Again, the wire abuts the movable member and provides the next signal to the cutting device across the sensor.

While such a system provides a reliable signal to the cutting mechanism, such a system provides a relatively unusable device when any of the predetermined cutting parameters need to be changed. Sometimes. For example, if the length of the wire strip to be manufactured is changed, the only way to make that adjustment is to stop the feed roll and adjust the position of the movable member in the release assembly. This requires the operator to release the clamp assembly holding the movable member in place, move the member and retighten the clamp assembly. Only after this considerably longer downtime can the operation of the feed rolls be restarted. Furthermore, if the diameter or gauge of the wire cable being processed is constantly changing, after each cut, the assembly is returned in the direction of the feed roll, thereby resetting the sensor (bias). The mechanism may not be strong enough to force the heavy-gauge wire back toward the feed roll. Thus, the resulting strip cut from the device is produced with a tendency to be longer than desired.

In addition, the speed at which the cutting device can make a cut is limited by the pace at which the release assembly is reset after each cut. This depends in part on the strength of the biasing mechanism, and also on the travel required for the movable member to trigger the sensor. The longer the distance, the longer the time required to reset the release assembly. Time is money, unless reset time is shortened.

[0007]

SUMMARY OF THE INVENTION Accordingly, it is a primary object of the present invention to provide a length, biasing force and cut frequency.
It is to provide a release mechanism for a wire cutting device that allows easy and dynamic adjustment of cutting parameters such as y).

[0008] It is also an object of the present invention to provide a release assembly for a wire cutting device which allows the length of the strip (wire cut piece) to be manufactured to be precisely adjusted, thereby improving the output of the machine. It is an object of the invention.

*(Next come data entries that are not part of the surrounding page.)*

PR #3679, opened 2020-12-17
New Test annotation @NotImplementedYet

jrenaat:


hibernate-testing/src/main/java/org/hibernate/testing/orm/junit/NotImplementedYetExtension.java
```diff
@@ -0,0 +1,61 @@
...
+import org.junit.jupiter.api.extension.ExtensionContext;
+import org.junit.jupiter.api.extension.TestExecutionExceptionHandler;
+
+import org.jboss.logging.Logger;
+
+public class NotImplementedYetExtension
+		implements ExecutionCondition, AfterEachCallback, TestExecutionExceptionHandler {
+
+	private static final Logger log = Logger.getLogger( NotImplementedYetExtension.class );
+	private static final String EXPECTED_FAILURE_STORE_KEY = "EXPECTED_FAILURE";
```
sebersole, line 15: This should be unique.  `STORE_KEY = "NOT_YET_IMPLEMENTED"` e.g.

hibernate-testing/src/main/java/org/hibernate/testing/orm/junit/NotImplementedYetExtension.java
```diff
@@ -0,0 +1,61 @@
...
+	@Override
+	public ConditionEvaluationResult evaluateExecutionCondition(ExtensionContext context) {
+		log.debugf( "#evaluateExecutionCondition(%s)", context.getDisplayName() );
+
+		if ( !context.getElement().isPresent() ) {
+			throw new RuntimeException( "Unable to determine how to handle given ExtensionContext : " + context.getDisplayName() );
+		}
+
+		// Test this in case some other annotation were extended with NotImplementedYetExtension
+		if ( !TestingUtil.hasEffectiveAnnotation( context, NotImplementedYet.class ) ) {
```
sebersole, line 48: Why are you disabling all tests that are not marked with this new annotation?

sebersole (changes requested):
I made a few in-line comments.  But overall I wanted to point out that this extension should only effect methods/classes that are marked with this annotations.  And it should only "excuse" exceptions that are of type `NotYetImplementedFor6Exception`, at the moment it excuses any type of exception.

PR #3682, opened 2020-12-20
HHH-2558: Fix batching inserts for multi-table entities

muzmov:
The original fix of https://hibernate.atlassian.net/browse/HHH-2558 caused https://hibernate.atlassian.net/browse/HHH-12470 and was reverted by adding back jdbcCoordinator.executeBatch() in StatementPreparerImpl.prepareStatement(String sql, final boolean isCallable)

The problem with deletes in HHH-12470 was caused by batch deletes not being flushed before non batch delete. That's why we still need executeBatch() in prepareStatement(String sql, final boolean isCallable) that is used by non batch delete

The idea behind this fix is that we use prepareStatement(String sql) (which doesn't trigger executeBatch()) for AbstractBatchImpl.buildBatchStatement with non callable sql


gavinking:
The referenced issue was closed, apparently fixed. And the code has changed very significantly.

PR #3671, opened 2020-12-02
HHH-13944 HQL/JPQL size() does not work (anymore) with nested expression

dreab8:
https://hibernate.atlassian.net/browse/HHH-13944

PR #3684, opened 2020-12-23
HHH-13944 : HQL/JPQL size() does not work (anymore) with nested expression (added tests)

gbadner:
I've rebased https://github.com/hibernate/hibernate-orm/pull/3671, and added some tests that do join fetches. There are a couple of things that I am unsure about. Details are in comments below.

### DIFF
--- a/hibernate-core/src/test/java/org/hibernate/test/hql/size/SizeTest.java
+++ b/hibernate-core/src/test/java/org/hibernate/test/hql/size/SizeTest.java
@@ -92,6 +92,17 @@ public class SizeTest extends BaseNonConfigCoreFunctionalTestCase {
 	}
 
 	@Test
+	public void testSizeAddFetch() {
+		inTransaction( session -> {
+			List<Teacher> teachers = session.createQuery(
+					"select distinct teacher from Teacher teacher left join fetch teacher.skills join teacher.skills skills where size(skills) > 0",
+					Teacher.class
+			).getResultList();
+			assertEquals( 2, teachers.size() );
+		} );
+	}
+
+	@Test
 	public void testSizeWithoutNestedPath() {
 		inTransaction( session -> {
 			List<Teacher> teachers = session.createQuery(
@@ -103,6 +114,31 @@ public class SizeTest extends BaseNonConfigCoreFunctionalTestCase {
 	}
 
 	@Test
+	public void testSizeWithoutNestedPathAddFetch() {
+		inTransaction( session -> {
+			List<Teacher> teachers = session.createQuery(
+					"select teacher from Teacher teacher left join fetch teacher.skills where size(teacher.skills) > 0",
+					Teacher.class
+			).getResultList();
+			assertEquals( countNumberOfJoins( sqlStatementInterceptor.getSqlQueries().get( 0 ) ), 2 );
+			assertEquals( 2, teachers.size() );
+		} );
+	}
+
+	@Test
+	public void testSizeWithoutNestedPathAddFetchDistinct() {
+		inTransaction( session -> {
+			List<Teacher> teachers = session.createQuery(
+					"select distinct teacher from Teacher teacher left join fetch teacher.skills where size(teacher.skills) > 0",
+					Teacher.class
+			).getResultList();
+			assertEquals( countNumberOfJoins( sqlStatementInterceptor.getSqlQueries().get( 0 ) ), 2 );
+			assertEquals( 2, teachers.size() );
+		} );
+	}
+
+
+	@Test
 	public void testSizeWithNestedPathAndImplicitJoin() {
 		doInJPA( this::sessionFactory, em -> {
 			List<Student> students = em.createQuery(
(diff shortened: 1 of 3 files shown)


hibernate-core/src/test/java/org/hibernate/test/hql/size/SizeTest.java
```diff
@@ -91,6 +91,17 @@ public void testSize() {
 		} );
 	}
```
gbadner, line 93: The following works properly because it uses `distinct`.

hibernate-core/src/test/java/org/hibernate/test/hql/size/SizeTest.java
```diff
@@ -91,6 +91,17 @@ public void testSize() {
...
 
+	@Test
+	public void testSizeAddFetch() {
+		inTransaction( session -> {
+			List<Teacher> teachers = session.createQuery(
+					"select distinct teacher from Teacher teacher left join fetch teacher.skills join teacher.skills skills where size(skills) > 0",
+					Teacher.class
+			).getResultList();
```
gbadner, line 100: The following assertion passes because the query uses `distinct`.

hibernate-core/src/test/java/org/hibernate/test/hql/size/SizeTest.java
```diff
@@ -91,6 +91,17 @@ public void testSize() {
...
+			assertEquals( 2, teachers.size() );
```
gbadner, line 101: The above assertion passes because the query uses distinct.

hibernate-core/src/test/java/org/hibernate/test/hql/size/SizeTest.java
```diff
@@ -102,6 +113,31 @@ public void testSizeWithoutNestedPath() {
...
 
+	@Test
+	public void testSizeWithoutNestedPathAddFetch() {
+		inTransaction( session -> {
+			List<Teacher> teachers = session.createQuery(
+					"select teacher from Teacher teacher left join fetch teacher.skills where size(teacher.skills) > 0",
+					Teacher.class
+			).getResultList();
+			assertEquals( countNumberOfJoins( sqlStatementInterceptor.getSqlQueries().get( 0 ) ), 2 );
+			assertEquals( 2, teachers.size() );
```
gbadner, line 124: The above assertion fails because the `Teacher` with 2 `Skill` objects in its collection ends up getting duplicated.

I believe this is a bug. I don't think it should be necessary to use `distinct` when adding a `join fetch`, but I am not 100% sure about that.

hibernate-core/src/test/java/org/hibernate/test/hql/size/SizeTest.java
```diff
@@ -102,6 +113,31 @@ public void testSizeWithoutNestedPath() {
...
+
+	@Test
+	public void testSizeWithoutNestedPathAddFetchDistinct() {
+		inTransaction( session -> {
+			List<Teacher> teachers = session.createQuery(
+					"select distinct teacher from Teacher teacher left join fetch teacher.skills where size(teacher.skills) > 0",
+					Teacher.class
+			).getResultList();
+			assertEquals( countNumberOfJoins( sqlStatementInterceptor.getSqlQueries().get( 0 ) ), 2 );
+			assertEquals( 2, teachers.size() );
```
gbadner, line 136: The above assertion passes because `distinct` is used in the query. 

I don't believe that using `distinct` should be necessary though. See https://github.com/hibernate/hibernate-orm/pull/3684/commits/9c1f805e53d15c377cb0ded21ba1f859658bc412#r547585526 .

hibernate-core/src/test/java/org/hibernate/test/hql/size/SizeTest.java
```diff
@@ -114,6 +150,30 @@ public void testSizeWithNestedPathAndImplicitJoin() {
...
 
+	@Test
+	public void testSizeWithNestedPathAndImplicitJoinAddFetch() {
+		doInJPA( this::sessionFactory, em -> {
+			List<Student> students = em.createQuery(
+					"select student from Student student left join fetch student.teacher t left join fetch t.skills where size(student.teacher.skills) > 0",
+					Student.class
+			).getResultList();
+			assertEquals( countNumberOfJoins( sqlStatementInterceptor.getSqlQueries().get( 0 ) ), 3 );
+			assertEquals( 1L, students.size() );
```
gbadner, line 161: The above assertion fails for the same reason as `#testSizeWithoutNestedPathAddFetch`.

hibernate-core/src/test/java/org/hibernate/test/hql/size/SizeTest.java
```diff
@@ -114,6 +150,30 @@ public void testSizeWithNestedPathAndImplicitJoin() {
...
+
+	@Test
+	public void testSizeWithNestedPathAndImplicitJoinAddFetchDistinct() {
+		doInJPA( this::sessionFactory, em -> {
+			List<Student> students = em.createQuery(
+					"select distinct student from Student student left join fetch student.teacher t left join fetch t.skills where size(student.teacher.skills) > 0",
+					Student.class
+			).getResultList();
+			assertEquals( countNumberOfJoins( sqlStatementInterceptor.getSqlQueries().get( 0 ) ), 3 );
+			assertEquals( 1L, students.size() );
```
gbadner, line 173: The above assertion works for the same reason as `#testSizeWithoutNestedPathAddFetchDistinct`.

hibernate-core/src/test/java/org/hibernate/test/hql/size/SizeTest.java
beikov: I agree with you, this seems like a bug.

gbadner:
I'm closing this PR because I found that the JPA spec says that `distinct` should be added to remove duplicates when a query has `join`. I was thinking that `join fetch` would be treated differently in this respect from a simple `join`. Apparently, the same requirement applies to `join fetch`.

gavinking:
> I'm closing this PR because I found that the JPA spec says that `distinct` should be added to remove duplicates when a query has `join`. I was thinking that `join fetch` would be treated differently in this respect from a simple `join`. Apparently, the same requirement applies to `join fetch`.

That does gel with my hazy recollection of this. I believe Hibernate always behaved that way, and the behavior was inherited by JPA.

hibernate-core/src/test/java/org/hibernate/test/hql/size/SizeTest.java
gbadner: @beikov, my guess for requiring ```distinct``` is that a ```join fetch``` is a kind of ```join```, and not something special with different rules. That's just my guess though.

PR #3824, opened 2021-03-15
HHH-11692 Introduce DISTINCT predicate in HQL and JPA Criteria extensions and implement emulations

beikov:
[HHH-11692](https://hibernate.atlassian.net/browse/HHH-11692)

This is a long requested feature. The example criterion in the legacy Criteria API used the same semantics. This PR introduces the SQL standard `DISTINCT` predicate for this purpose. I can imagine adding an operator as well, but that would be a minor addition to the parser and I wanted to get the feature done first.

I also deprecated some methods of `Dialect`:

* `getFromDual()`
* `supportsSelectQueryWithoutFromClause()`
* `supportsRowValueConstructorSyntax()`
* `supportsRowValueConstructorSyntaxInSet()`
* `supportsRowValueConstructorSyntaxInQuantifiedPredicates()`
* `supportsRowValueConstructorSyntaxInInList()`
* `supportsRowValueConstructorSyntaxInInSubquery()`
* `getGroupBySummarizationRenderingStrategy()`
* `getGroupByConstantRenderingStrategy()`
* `requiresCastingOfParametersInSelectClause()`
* `supportsTuplesInSubqueries()`

These were moved to `AbstractSqlAstTranslator` and/or inlined into the `SqlAstTranslator` implementations for the dialects. Since some of these methods were only introduced in 6.0 and are now unused anyway, I would suggest we remove them in 6.0.

The reasoning for this is that I wanted to inline as much of the logic as possible into the `SqlAstTranslator` implementations to avoid cluttering the code with even more if-else chains to handle emulations for the `DISTINCT` predicate. Since these methods were only ever used within the `SqlAstTranslator` implementations anyway, it's IMO nicer to move this "supports" logic there.

### DIFF
--- a/hibernate-core/src/main/antlr/org/hibernate/grammars/hql/HqlParser.g4
+++ b/hibernate-core/src/main/antlr/org/hibernate/grammars/hql/HqlParser.g4
@@ -415,6 +415,8 @@ comparisonOperator
 	| GREATER_EQUAL
 	| LESS
 	| LESS_EQUAL
+	| IS DISTINCT FROM
+	| IS NOT DISTINCT FROM
 	;
 
 inList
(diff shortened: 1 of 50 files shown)


gavinking:
Nice!

sebersole (approved):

It is another object of the present invention to provide a release assembly for a wire cutting device that maintains accuracy over a wide range of wire and cable diameters and weights.

It is yet another object of the present invention to provide a release assembly for a wire cutting device that allows for adjusting and minimizing the number of periodic cuts to be made.

It is a further object of the present invention to provide a release assembly for a wire cutting device that is manufactured from a relatively small number of parts to reduce the overall cost of the assembly.

[0012]

SUMMARY OF THE INVENTION A release assembly for a wire cutting device according to the present invention includes a housing mounted within a mounting brace for permitting axial translation between the housing and the mounting brace. An adjusting nut is provided between them. By rotating the adjustment nut counterclockwise or clockwise, the housing, and thus the release assembly, is moved toward or away from the wire being pulled from the feed roll. The length of the resulting cut piece can be adjusted while the device is stopped or running.

According to another aspect of the present invention, there is provided a release assembly for a wire cutting device comprising a gauge bar mounted in a plunger tube movably mounted in a housing. The plunger tube moves with the gauge bar engaged with the wire from the feed roll. In the plunger tube, a trailing edge constantly monitored by a proximity switch (sensor) mounted on the housing is provided in a small diameter section. As the trailing edge traverses the proximity switch, a signal is sent to the cutting assembly that makes the next cut in the wire. A spring is mounted within the housing around the plunger tube, which cooperates with the plunger and returns the plunger tube toward the feed roll to reset the release assembly.

Yet another feature of the present invention is an adjustment mounted around the plunger tube at the end of the housing on the feed roll side to limit the distance that the plunger tube is allowed to move by the ongoing wire. It is to provide a release assembly for a wire cutting device having a possible collar. The collar must allow the plunger tube to move a sufficient distance to switch the proximity switch, but minimize this movement and thereby the time required for resetting the release assembly. Is minimized.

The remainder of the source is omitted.